Try starting system in safe mode and then start defrag. You might also run chkdsk
first, always a good idea.


----------



## Elvandil (Aug 1, 2003)

To fix Disk Cleanup, run regedit.

Find:

HKLM\Software\Microsoft\Windows\Current Version\Explorer\Volumecaches\Compressoldfiles


Right-click on Compressoldfiles and delete it. There is no purpose in compressing old files. The compression ratio is too small to be useful and it makes your machine slow down when it has to decompress and then recompress the files in order to use them. And...it makes Disk Cleanup freeze.


----------



## Colin Cranwell (Aug 25, 2008)

Thank you for your replies.

I have run chkdsk at start up, but it finds nothing.
I have started up in Safe Mode and defrag, like you suggested but no difference.

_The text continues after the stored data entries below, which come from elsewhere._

PR #871, opened 2026-08-12
fix: restore Classic BLE V1 handshake(OK-60130)

originalix:
## Summary
- Restore `Initialize` as the first Protocol V1 BLE probe for React Native and Electron transports.
- Keep probe timeout classification and diagnostics aligned with the restored handshake.
- Publish the fix as `1.2.0-alpha.111` with the npm `next` dist-tag.

## Intent & Context
OneKey Classic devices could be discovered and physically connected over BLE, but protocol detection failed on iOS, Android, and Desktop. The device log for OK-60130 showed the first V1 `GetFeatures` probe timing out after 1 second, followed by an unsuccessful V2 fallback and eventual protocol-detection failure.

This PR narrowly reverts the first-handshake change introduced with Protocol V2 support. It does not revert any other part of that work.

## Root Cause
The active V1/V2 detection flow changed the first V1 probe from `Initialize` to `GetFeatures`. Classic firmware did not respond to this `GetFeatures` probe within the probe timeout, so the transport treated the V1 attempt as failed and tried Protocol V2. The resulting fallback could not identify a Classic device and the connection failed.

## Design Decisions
- Revert only the initial V1 probe command in the React Native and Electron BLE transports.
- Update the adjacent timeout classification, detection error text, and diagnostic logs so an `Initialize` probe timeout retains the intended fallback behavior.
- Leave Core device-state reads, Protocol V2 framing/session behavior, USB transports, and all other PR #845 changes untouched.
- Preserve the existing 1-second probe timeout; the failure was tied to the probe command rather than a general timeout policy change.

The trade-off is that `Initialize` restores the legacy behavior that may reset an existing wallet session during protocol probing. This is intentional for Classic compatibility.

## Changes Detail
- `packages/hd-transport-react-native/src/index.ts`: restore `Initialize` for the V1 probe and align probe timeout/error handling.
- `packages/hd-transport-web-device/src/electron-ble-transport.ts`: apply the same handshake restoration for Desktop BLE.
- `packages/hd-transport-web-device/__tests__/electron-ble-transport.test.ts`: assert that repeated V1 acquisition sends message type `Initialize` (`0x0001`) and does not invoke the V2 writer.
- Package manifests: bump the SDK prerelease version to `1.2.0-alpha.111`.

## Risk Assessment
- **Risk Level**: Medium
- **Affected Platforms**: Mobile (iOS and Android), Desktop
- **Risk Areas**: Initial BLE protocol detection for Protocol V1 devices; legacy wallet-session reset semantics of `Initialize`

## Test plan
- [x] `yarn agent:check --profile commit`
- [x] Electron BLE targeted suite: 16 tests passed
- [x] React Native BLE targeted suite: 39 tests passed
- [x] `yarn check-versions`
- [x] `yarn bootstrap`
- [x] `yarn build` (25 packages passed)
- [x] Publish workflow completed successfully: https://github.com/OneKeyHQ/hardware-js-sdk/actions/runs/31591036904
- [x] npm `next` resolves to `1.2.0-alpha.111` and the published package `gitHead` matches `7619f316471ad423fb83f68e82e1aec89f34ac0a`

Related issue: https://onekeyhq.atlassian.net/browse/OK-60130


packages/hd-transport-web-device/src/electron-ble-transport.ts
```diff
@@ -579,13 +579,11 @@ export default class ElectronBleTransport {
 
     try {
       this.deviceProtocol.set(uuid, 'V1');
-      // GetFeatures identifies Protocol V1 without resetting an existing wallet
-      // session before Core has a chance to restore a hidden wallet.
-      await this.callProtocolV1(uuid, 'GetFeatures', {}, { timeoutMs: PROTOCOL_PROBE_TIMEOUT_MS });
+      await this.callProtocolV1(uuid, 'Initialize', {}, { timeoutMs: PROTOCOL_PROBE_TIMEOUT_MS });
```
originalix: P2: [Electron BLE retains the one-second Initialize probe timeout]

When a Classic device takes more than one second to answer this `Initialize`, the existing Electron timeout treats the valid V1 probe as failed. Detection then reconnects and tries Protocol V2, so acquisition can still fail for a supported V1 device. The React Native path in this PR raises the equivalent budget to three seconds, but Electron keeps the old one-second value.

Give the Electron V1 `Initialize` probe the same validated three-second budget and add a delayed-response test that answers after one second but before the new deadline.

wabicai (approved):

PR #878, opened 2026-08-14
fix: serialize WebUSB bootloader polling (OK-60205)

originalix:
## What changed

- serialize `FirmwareUpdateV2` bootloader probes across WebUSB and BLE polling ticks
- keep polling paused while discovery/acquire is still in flight, then resume after it settles
- add a WebUSB regression test that proves only one probe can be active at a time
- prepare workspace package versions as `@onekeyfe/*@1.2.0-alpha.123` for publication from `onekey` after merge

## Why

During a Universal-to-Bitcoin-Only firmware switch on Classic-family devices, the polling interval could start another WebUSB probe before the previous probe completed. The overlapping transport operations raced the same connection and surfaced as a misleading Protocol V1 mismatch.

## Impact

Firmware switching no longer overlaps bootloader probes, while failed probes still release the guard so later polling ticks can retry.

## Validation

- `yarn agent:check --profile pr`
- focused bootloader polling Jest regression
- `yarn check-versions` confirms all 30 packages are `1.2.0-alpha.123`
- npm registry confirmed `1.2.0-alpha.123` was unused before the bump
- `1.2.0-alpha.123` is intentionally not published or tagged in this PR; published `1.2.0-alpha.122` was used for local App verification


packages/core/src/api/FirmwareUpdateV2.ts
```diff
@@ -276,10 +276,9 @@ export default class FirmwareUpdateV2 extends BaseMethod<Params> {
     this.checkPromise = createDeferred();
     const env = DataManager.getSettings('env');
     const isBleReconnect = connectId && DataManager.isBleConnect(env);
-    // Tracks the in-flight BLE probe so interval ticks never overlap: a superseded
-    // Initialize left pending on the V1 transport is exactly what later times out
-    // and used to tear down the connection mid-firmware-upload.
-    let bleProbeInFlight = false;
+    // Bootloader probes can outlive the polling interval. Keep discovery and
```
originalix, line 279: P2: [The serialization fix leaves other firmware pollers unprotected]

When `firmwareUpdateV3` or legacy `firmwareUpdate` uses WebUSB and an `enumerate()`/`DevicePool.getDevices()` probe lasts longer than the polling interval, their unchanged callbacks can still start concurrent probes on the same connector. `FirmwareUpdateBaseMethod` currently guards only its BLE branch, and `FirmwareUpdate` has another unguarded non-BLE poller, so those public paths can still race device cache and connection state and fail the bootloader handoff or upload.

Please apply this generic in-flight guard to `FirmwareUpdateBaseMethod` and the legacy `FirmwareUpdate` poller, then include those methods in the serialization regression test matrix.

originalix:

@originalix

Reviewed commit `27a4b3f8cf09`. This report always reflects the latest reviewed changes.

### Review summary

The PR changes Core's Protocol V1 reboot-to-bootloader orchestration so FirmwareUpdateV2 serializes WebUSB discovery and BLE acquire probes, adds a focused polling regression test, and synchronizes monorepo package versions at 1.2.0-alpha.123. Equivalent WebUSB polling paths in the shared FirmwareUpdateV3 base and legacy FirmwareUpdate remain unprotected.

**What needs attention:** Apply the serialization rule consistently to every public Protocol V1 firmware updater and extend the regression matrix before merging.

### Issues to address

- **P2 · The serialization fix leaves other firmware pollers unprotected**
  - **Impact:** When FirmwareUpdateV3 or legacy FirmwareUpdate polls through WebUSB and an enumerate/getDevices probe lasts longer than the two-second interval, their unchanged callbacks can start another probe on the same connector. The probes can race DevicePool and transport connection state, causing the reboot-to-bootloader handoff or subsequent firmware upload to fail.
  - **Suggested action:** Apply the generic in-flight guard to FirmwareUpdateBaseMethod and the legacy FirmwareUpdate poller, then include both public methods in the WebUSB serialization regression matrix.

### Validation gaps

- `yarn check-versions` passed for all 30 versioned packages at `1.2.0-alpha.123`.
- The diff adds no outbound request, host, sensitive logging, protobuf, or framing changes.
- The focused Jest test and Core lint were not executed because this workspace does not contain the installed Jest and ESLint binaries.
- No physical-device WebUSB reboot and upload handoff was validated.
- The added serialization test covers only FirmwareUpdateV2, not FirmwareUpdateV3 or legacy FirmwareUpdate.

wabicai (approved):

packages/core/src/api/FirmwareUpdateV2.ts
originalix, line 279: P2: [The serialization fix leaves other firmware pollers unprotected]

When `firmwareUpdateV3` or legacy `firmwareUpdate` uses WebUSB and an `enumerate()`/`DevicePool.getDevices()` probe lasts longer than the two-second interval, their unchanged callbacks can start concurrent probes on the same connector. `FirmwareUpdateBaseMethod` guards only its BLE branch, and `FirmwareUpdate` has another unguarded non-BLE poller, so these paths can still race device-cache and connection state and fail the bootloader handoff or subsequent upload.

Please apply this generic in-flight guard to `FirmwareUpdateBaseMethod` and the legacy `FirmwareUpdate` poller, then include both methods in the WebUSB serialization regression matrix.

PR #879, opened 2026-08-15
fix: harden Protocol V2 firmware updates and release resources

wabicai:
## Summary

- harden the Protocol V2 firmware installation flow across confirmation, reconnect, polling, and transport-session boundaries
- bind Pro2 and Neo resource archives to the selected `firmware-v1` release instead of reading a device-global resource entry
- validate release resource metadata and prepared resource archive readers before downloading or reading an approved ZIP artifact
- align USB, WebUSB, React Native, low-level, and Electron BLE transports with the reconnect-safe Protocol V2 session lifecycle
- document the relevant Protocol V2 device-management and firmware UI events

## Root cause

Protocol V2 installation spans multiple device modes and transport reconnects. The previous flow could lose confirmation or session state while the device rebooted, and polling could confuse stale status records with the current installation. Resource metadata was also modeled globally per device, so an archive was not guaranteed to match the firmware release being installed. Separately, the prepared-resource path allowed an optional reader to reach an API that requires a concrete reader.

### Firmware installation and progress

- make the install request return after the write so the SDK can continue tracking the device through the expected disconnect
- distinguish current installation evidence from stale or unrelated status records
- preserve Protocol V2 session/link state across supported transport reconnects
- emit the confirmation and firmware progress events needed by clients to represent the installation lifecycle correctly

### Release-scoped resources

- parse and retain `resources` on each Pro2/Neo `firmware-v1` release
- resolve the resource archive from the selected firmware release and firmware type
- validate the archive URL, SHA-256 metadata, prepared artifact, and resource reader before installation
- ignore invalid optional resource metadata without breaking base device communication, while surfacing an explicit error when that resource is required

### Transport and documentation updates

- make Protocol V2 reconnect behavior consistent across USB, WebUSB, React Native, low-level, and Electron BLE transports
- add focused transport/session regression coverage
- update Protocol V1/V2, Pro2 device-management, and SDK event documentation

## Impact

Pro2 and Neo updates now install resources that belong to the exact firmware release being applied, maintain the expected Protocol V2 lifecycle through reconnects, and provide deterministic confirmation/progress behavior to App clients. Invalid or unavailable resource artifacts fail with a targeted error instead of producing an ambiguous runtime failure.

## Validation

- `yarn test firmware-prepared-resource-archive.test.ts --runInBand` — 6 tests passed
- added focused coverage for Protocol V2 resources, install polling, link management, sessions, and Electron BLE reconnect behavior
- focused ESLint checks passed
- `@onekeyfe/hd-core` build passed without the `FirmwarePreparedResourceArchive` TS2322 error

### DIFF
--- a/packages/core/src/api/FirmwareUpdateV4.ts
+++ b/packages/core/src/api/FirmwareUpdateV4.ts
@@ -915,7 +915,8 @@ export default class FirmwareUpdateV4 extends FirmwareUpdateBaseMethod<FirmwareU
       }
       if (wantsResources) {
         this.params.resourceArchiveBinary = await this.downloadRemoteProtocolV2ResourceArchive(
-          deviceFeatures
+          deviceFeatures,
+          firmwareType
         );
         resourceMemoryHost = await this.prepareProtocolV2LocalMemoryHost({
           features: deviceFeatures,
@@ -1880,7 +1881,10 @@ export default class FirmwareUpdateV4 extends FirmwareUpdateBaseMethod<FirmwareU
     };
   }
 
-  private async downloadRemoteProtocolV2ResourceArchive(features: Features): Promise<ArrayBuffer> {
+  private async downloadRemoteProtocolV2ResourceArchive(
+    features: Features,
+    firmwareType: EFirmwareType
+  ): Promise<ArrayBuffer> {
     const deviceType = getDeviceType(features);
     if (deviceType !== EDeviceType.Pro2 && deviceType !== EDeviceType.Neo) {
       throw ERRORS.TypedError(
@@ -1888,7 +1892,8 @@ export default class FirmwareUpdateV4 extends FirmwareUpdateBaseMethod<FirmwareU
         'Protocol V2 resource archive requires a Pro2 or Neo device'
       );
     }
-    const source = DataManager.getProtocolV2ResourceSource(deviceType);
+    const release = DataManager.getFirmwareLatestRelease(features, firmwareType);
+    const source = DataManager.getProtocolV2ResourceSource(release);
     const expectedSha256 = normalizeProtocolV2Hex(source?.archiveSha256);
     if (
       !source?.archiveUrl ||
--- a/packages/core/src/api/FirmwareUpdateV4.ts
+++ b/packages/core/src/api/FirmwareUpdateV4.ts
@@ -9,7 +9,7 @@ import {
 } from '@onekeyfe/hd-transport';
 import { sha256 } from '@noble/hashes/sha256';
 
-import { FirmwareUpdateTipMessage, UI_REQUEST } from '../events/ui-request';
+import { FirmwareUpdateTipMessage, UI_REQUEST, createUiMessage } from '../events/ui-request';
 import { validateParams } from './helpers/paramsValidator';
 import {
   LoggerNames,
@@ -71,6 +71,7 @@ import type {
   IProtocolV2FirmwareComponent,
   IProtocolV2ResourceManifestFile,
   IVersionArray,
+  KnownDevice,
 } from '../types';
 import type { FirmwareByteSource } from './firmware/FirmwareArtifactSource';
 import type {
@@ -2375,9 +2376,13 @@ export default class FirmwareUpdateV4 extends FirmwareUpdateBaseMethod<FirmwareU
       target_id: item.targetId,
       path: item.path,
     }));
-    await this.protocolV2StartFirmwareUpdate({ targets });
-    await wait(PROTOCOL_V2_INSTALL_STATUS_INITIAL_DELAY);
-    await this.waitForProtocolV2FirmwareUpdateComplete(targets, true);
+    try {
+      await this.protocolV2StartFirmwareUpdate({ targets });
+      await wait(PROTOCOL_V2_INSTALL_STATUS_INITIAL_DELAY);
+      await this.waitForProtocolV2FirmwareUpdateComplete(targets, true);
+    } finally {
+      this.device?.clearCancelableAction();
+    }
   }
 
   private async protocolV2SourceUpdateProcess({
@@ -2637,7 +2642,9 @@ export default class FirmwareUpdateV4 extends FirmwareUpdateBaseMethod<FirmwareU
     const expectedPaths = new Map(targets.map(target => [target.target_id, target.path]));
     const startTime = Date.now();
     let lastError: unknown;
-    let shouldReconnect = true;
+    // DeviceFirmwareUpdateRequest leaves the current loader link usable for status polling.
+    // Reconnecting here probes DeviceInfo, which loaders reject while installation is active.
+    let shouldReconnect = false;
     let deviceInfo: ProtocolV2DeviceInfo | undefined;
     let missingTargetStatusSince: number | undefined;
     let missingTargetStatusKey: string | undefined;
@@ -2684,16 +2691,15 @@ export default class FirmwareUpdateV4 extends FirmwareUpdateBaseMethod<FirmwareU
             statusResponse.type === 'DeviceFirmwareUpdateStatus'
               ? ((statusResponse.message.records ?? []) as ProtocolV2FirmwareUpdateStatusTarget[])
               : [];
-          if (
-            statusTargets.some(target => {
-              const targetId = normalizeProtocolV2TargetId(target.target_id);
-              return (
-                targetId !== undefined &&
-                expectedTargetIds.has(targetId) &&
-                isProtocolV2TargetStatusInProgress(target.status)
-              );
-            })
-          ) {
+          const hasInProgressTarget = statusTargets.some(target => {
+            const targetId = normalizeProtocolV2TargetId(target.target_id);
+            return (
+              targetId !== undefined &&
+              expectedTargetIds.has(targetId) &&
+              isProtocolV2TargetStatusInProgress(target.status)
+            );
+          });
+          if (hasInProgressTarget) {
             currentInstallStatusObserved = true;
           }
           const hasMatchingTargetStatus = statusTargets.some(target => {
@@ -3138,9 +3144,20 @@ export default class FirmwareUpdateV4 extends FirmwareUpdateBaseMethod<FirmwareU
     this.protocolV2LastRuntimeProbeFeatures = undefined;
     const commands = this.device.getCommands();
     await commands.typedCall('DeviceFirmwareUpdateStage', 'Success', { targets });
+    this.device.setCancelableAction(() => commands.cancelDevice());
+    const interaction = this.device.createProtocolV2UiPhaseMetadata('button', 'start');
+    this.postMessage(
+      createUiMessage(UI_REQUEST.REQUEST_BUTTON, {
+        device: this.device.toMessageObject() as KnownDevice,
+        source: 'method-lifecycle',
+        reason: 'firmware-update',
+        completion: 'operation-completed',
+        deviceOnly: true,
+        operation: this.name,
+        ...(interaction ? { interaction } : {}),
+      })
+    );
     await commands.call('DeviceFirmwareUpdateRequest', {}, { returnAfterWrite: true });
-    this.postTipMessage(FirmwareUpdateTipMessage.FirmwareUpdating);
-    this.postProgressMessage(0, 'installingFirmware');
   }
 
   private async protocolV2Reboot(rebootType: DeviceRebootType) {
--- a/packages/hd-transport-web-device/src/electron-ble-transport.ts
+++ b/packages/hd-transport-web-device/src/electron-ble-transport.ts
@@ -493,7 +493,8 @@ export default class ElectronBleTransport {
     for (let i = 0; i < probeOrder.length; i += 1) {
       const protocol = probeOrder[i];
       if (i > 0) {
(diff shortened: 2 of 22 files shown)


packages/hd-transport/src/protocols/v2/session.ts
```diff
@@ -215,6 +219,47 @@ export class ProtocolV2Session {
     return result;
   }
 
+  sendFlowControl(name: string, data: Record<string, unknown>): Promise<MessageFromOneKey> {
```
originalix, line 222: P1: [Flow-control replies can satisfy the wrong Protocol V2 call]

When a user cancels a pending Protocol V2 prompt, `sendFlowControl()` only writes `Cancel` and returns `WriteCompleted`. The original call is still reading from the same session, and `executeCall()` later accepts any terminal frame of the expected type without matching `decoded.seq` back to the request sequence.

If firmware emits `Success` for the `Cancel`, that `Success` can be consumed as the still-running business call's completion. The cancellation path then reports the wrong outcome and leaves the session out of sync for whatever reads next.

Please either drain or route flow-control replies separately, or enforce request/response sequence matching before a terminal frame is returned to the active call.

packages/core/src/api/FirmwareUpdateV4.ts
```diff
@@ -914,7 +915,8 @@ export default class FirmwareUpdateV4 extends FirmwareUpdateBaseMethod<FirmwareU
       }
       if (wantsResources) {
         this.params.resourceArchiveBinary = await this.downloadRemoteProtocolV2ResourceArchive(
```
originalix, line 917: P2: [Local firmware artifacts can be paired with the wrong resource archive]

In this branch the update keeps the caller-supplied local install items, but the resource ZIP is still fetched remotely. After this PR moved resources onto individual releases, `downloadRemoteProtocolV2ResourceArchive()` now resolves the ZIP from `DataManager.getFirmwareLatestRelease(features, firmwareType)` instead of from the version represented by those local binaries.

That means a local firmware bundle can now be combined with the latest remote resource archive even when they belong to different releases. The result is a mixed firmware/resource set that can fail installation or stage the wrong assets.

Please either reject this mixed mode unless a prepared plan binds both sides, or derive the resource release from the selected local artifact versions and verify it matches before downloading.

packages/hd-transport-web-device/src/electron-ble-transport.ts
```diff
@@ -540,36 +541,13 @@ export default class ElectronBleTransport {
...
-      this.connectedDevices.add(uuid);
-      await window.desktopApi?.nobleBle?.subscribe(uuid);
-      await this.refreshBlePacketCapacity(uuid);
-    } catch (error) {
-      this.Log?.debug(`[Electron BLE] reconnect after Protocol ${protocol} probe failed:`, error);
-      throw error;
+    // A timed-out V1 probe retires its renderer notification token so a late V1
+    // response cannot satisfy the V2 probe. Install a fresh listener without
+    // touching the native GATT subscription or physical connection.
+    if (!this.notificationCleanups.has(uuid)) {
```
originalix, line 547: P2: [Electron BLE fallback keeps the stale notification token alive]

After a timed-out V1 probe, this code intends to rotate the renderer notification token so late V1 packets cannot satisfy the V2 probe. In the normal acquire path `notificationCleanups` already has an entry, so this branch never calls `createNotificationSubscription()` and the old token stays active.

A late V1 notification can therefore still be delivered after `deviceProtocol` flips to `V2`, where it is parsed as a V2 frame and can poison or time out the fallback probe. That makes the new no-reconnect pairing flow flaky on the exact onboarding path it is trying to fix.

Please bump the notification token on every probe switch, or reinstall the renderer callback unconditionally while keeping the native GATT subscription intact.

originalix:

@wabicai

Reviewed commit `14e5b24b13a4`. This report always reflects the latest reviewed changes.

### Review summary

This PR makes Protocol V2 resource metadata release-scoped, adds Protocol V2 flow-control `post()` support across transports so firmware-update confirmation can be canceled without waiting on the original call, and changes Electron BLE V1->V2 probe fallback to reuse the existing GATT link instead of reconnecting. The docs and tests were updated to describe the new firmware-update UI event and the revised probe/install behavior.

**What needs attention:** Re-check the new Protocol V2 cancellation path, release-to-resource binding, and Electron BLE fallback probe race before merge. Those are the places where the diff changes state-machine behavior rather than just wiring.

### Issues to address

- **P1 · Flow-control replies can satisfy the wrong Protocol V2 call**
  - **Impact:** The new `sendFlowControl()` path writes `Cancel` without owning any response handling, while the active `ProtocolV2Session.executeCall()` still accepts any terminal frame of the expected type without matching it back to the originating request sequence. If firmware emits `Success` for `Cancel`, the waiting business call can complete as if its own request succeeded, which corrupts cancellation behavior in firmware update and other interactive Protocol V2 flows.
  - **Suggested action:** Route flow-control responses away from the active call or require terminal-response sequence matching before returning from `executeCall()`, then add a regression test where a `Cancel` reply arrives before the original interactive call resolves.
- **P2 · Local firmware artifacts can be paired with the wrong resource archive**
  - **Impact:** After resources became release-scoped, `FirmwareUpdateV4` still downloads the remote resource ZIP from `DataManager.getFirmwareLatestRelease(features, firmwareType)` even when the firmware components come from caller-supplied local binaries. That can mix one release's staged firmware with another release's resource bundle, producing mismatched update content on a public firmware-update path.
  - **Suggested action:** Either reject mixed local-firmware plus remote-resource updates unless a prepared plan binds both, or derive the resource release from the selected local artifact versions and verify it matches before downloading.
- **P2 · Electron BLE fallback keeps the stale notification token alive**
  - **Impact:** The fallback path claims to rotate the renderer notification token after a timed-out V1 probe, but it only creates a new subscription when no cleanup entry exists. In the normal acquire path a cleanup already exists, so late V1 packets still pass the old token check and can be fed into the V2 probe, making the new no-reconnect pairing flow flaky.
  - **Suggested action:** Rotate the notification token on every probe switch, either by reinstalling the renderer callback unconditionally or by bumping the token independently of subscription cleanup, and add a late-V1-after-timeout regression test.

### Validation gaps

- No regression test shows what happens if a Protocol V2 `Cancel` reply arrives while another call is waiting for `Success`.
- No test covers a late V1 BLE notification arriving after V1 probe timeout while the same GATT subscription is reused for the V2 probe.
- No test covers the public mixed mode where local Protocol V2 component binaries are combined with a remotely fetched resource archive after resources became release-scoped.

sidmorizon:
@codex review

sidmorizon:
@codex security review

packages/hd-transport/src/protocols/v2/session.ts
wabicai: 误报。不可能存在这种情况

packages/hd-transport-web-device/src/electron-ble-transport.ts
wabicai: 误报。

packages/core/src/api/FirmwareUpdateV4.ts
wabicai: 忽略，真正的产品和实际场景不会有这种情况。

packages/hd-transport-web-device/src/electron-ble-transport.ts
```diff
@@ -540,36 +541,13 @@ export default class ElectronBleTransport {
...
+      const cleanup = this.createNotificationSubscription(uuid);
+      this.notificationCleanups.set(uuid, cleanup);
```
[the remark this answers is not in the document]
wabicai: 忽略。不可能存在这种情况

packages/hd-transport/src/protocols/v2/session.ts
```diff
@@ -215,6 +219,47 @@ export class ProtocolV2Session {
...
+    if (maxFrameBytes !== undefined && frame.length > maxFrameBytes) {
+      return Promise.reject(
+        new Error(`Protocol V2 frame too large for transport: ${frame.length} > ${maxFrameBytes}`)
+      );
+    }
+
+    return this.serializeWrite(() => writeFrame(frame, context)).then(() => ({
+      type: 'WriteCompleted',
+      message: {},
+    }));
```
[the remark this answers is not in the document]
wabicai: sendFlowControl 可以不用处理。这里目前没有看到能复现的场景。属于异常情况。

packages/core/src/api/FirmwareUpdateV4.ts
```diff
@@ -2637,7 +2647,9 @@ export default class FirmwareUpdateV4 extends FirmwareUpdateBaseMethod<FirmwareU
     const expectedPaths = new Map(targets.map(target => [target.target_id, target.path]));
     const startTime = Date.now();
     let lastError: unknown;
-    let shouldReconnect = true;
+    // DeviceFirmwareUpdateRequest leaves the current loader link usable for status polling.
+    // Reconnecting here probes DeviceInfo, which loaders reject while installation is active.
+    let shouldReconnect = false;
```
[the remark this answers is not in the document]
wabicai: BLE ACK 会在首次 polling 前的一秒窗口内到达，并由 prepareCall() reset；terminal Success 则是 polling 明确支持的响应。

originalix (approved):

packages/hd-transport/src/protocols/v2/session.ts
```diff
@@ -215,6 +219,47 @@ export class ProtocolV2Session {
...
+  }
```
sidmorizon, line 255: **Cancelling a firmware confirmation can wait forever when the connection stalls**

Severity: `non-severe`

The cancel message is sent with no time limit at all (`sendFlowControl` at `packages/hd-transport/src/protocols/v2/session.ts:251-255`), unlike every other device message, so a stalled connection leaves the cancel attempt waiting indefinitely.
Impact: When a user cancels the on-device firmware confirmation and the link is wedged, the cancel never finishes and the app stays stuck instead of failing.

<details>
<summary>Missing watchdog around the write-only flow-control frame</summary>

`ProtocolV2Session.call()` wraps its whole request/response flow in `withProtocolTimeout(...)` with `PROTOCOL_V2_DEFAULT_RESPONSE_TIMEOUT_MS` and an `AbortSignal` that is actually aborted on timeout (`packages/hd-transport/src/protocols/v2/session.ts:236-240`, 370+). The new `sendFlowControl` builds a fresh `AbortController` that is never aborted, passes it into `writeFrame`, and returns `this.serializeWrite(() => writeFrame(frame, context))` without any timeout wrapper.

The path is reachable from user cancellation: `Device.cancel()` awaits `cancelableAction` (`packages/core/src/device/Device.ts:1525-1534`), which `FirmwareUpdateV4.protocolV2StartFirmwareUpdate` now sets to `commands.cancelDevice()` (`packages/core/src/api/FirmwareUpdateV4.ts:3152`). `cancelDevice()` reaches `cancelDeviceInPrompt(device, false)`, which calls `transport.post(session, 'Cancel', {})` (`packages/core/src/device/DeviceCommands.ts:138`), and the new `post()` implementations in the BLE/USB transports route V2 to `sendFlowControl`. A BLE/USB write that never settles therefore blocks the cancel path with no bound, whereas the previous `post()` → `call()` path was bounded by the shared 5-minute call watchdog.

</details>

packages/hd-transport/src/protocols/v2/link-manager.ts
```diff
@@ -78,6 +78,17 @@ export class ProtocolV2LinkManager<Key> {
...
+  sendFlowControl(
+    key: Key,
+    createAdapter: () => ProtocolV2LinkAdapter,
+    name: string,
+    data: Record<string, unknown>
+  ): Promise<MessageFromOneKey> {
+    const generation = this.generations.get(key) ?? 0;
+    this.assertCallGeneration(key, generation);
+    return this.getOrCreateLink(key, createAdapter).session.sendFlowControl(name, data);
+  }
```
sidmorizon, line 90: **A failed cancel send leaves a broken device connection marked as usable**

Severity: `non-severe`

A send failure for the cancel message is passed straight back to the caller without marking the connection as broken (`sendFlowControl` at `packages/hd-transport/src/protocols/v2/link-manager.ts:81-90`), unlike every other message send, so later commands keep reusing a dead connection.
Impact: After a cancel fails because the device link died, the following device operations fail with confusing errors until the user manually reconnects.

<details>
<summary>Flow-control path skips the link-fatal classification used by executeCall</summary>

`ProtocolV2LinkManager.call()` funnels through `executeCall`, which classifies errors via `options.classifyError` and invalidates the link (resetting the adapter, assembler, native connection and protocol caches) when the error is link-fatal. The new `sendFlowControl` only checks the current generation and then calls `session.sendFlowControl(...)` directly, so an I/O/disconnect/generation failure raised inside `writeFrame` never triggers `invalidateLink`. The link object stays in `this.links`, and the next `call()` reuses the same adapter/session over a connection that the platform layer already considers dead.

This conflicts with the repository rule in `AGENTS.md` ("Treat timeout, disconnect, I/O, generation, framing, CRC, and sequence failures as link-fatal") and with `docs/protocol/protocol-v1-v2.md`, which requires invalidating the Link before cleaning up reads, assembler and platform connection.

</details>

I have run regdit. I cannot find the file you mention, nothing seems to start with HKLM, but there is a lot to search through, so I will have another go over the weekend and let you know how I get on.

Regards,
Colin.


----------



## stantley (May 22, 2005)

HKLM stands for HKEY_LOCAL_MACHINE click the plus sign next to it to expand, then go down Software and keep drilling down until you get to the key Elvandil mentioned.


----------



## Elvandil (Aug 1, 2003)

Sorry. That is a common abbreviation. But I have no excuse because I noticed that when I posted it and left it, thinking you would see what it was. I'll return your fee.


----------



## CheapConputerRep (Nov 2, 2008)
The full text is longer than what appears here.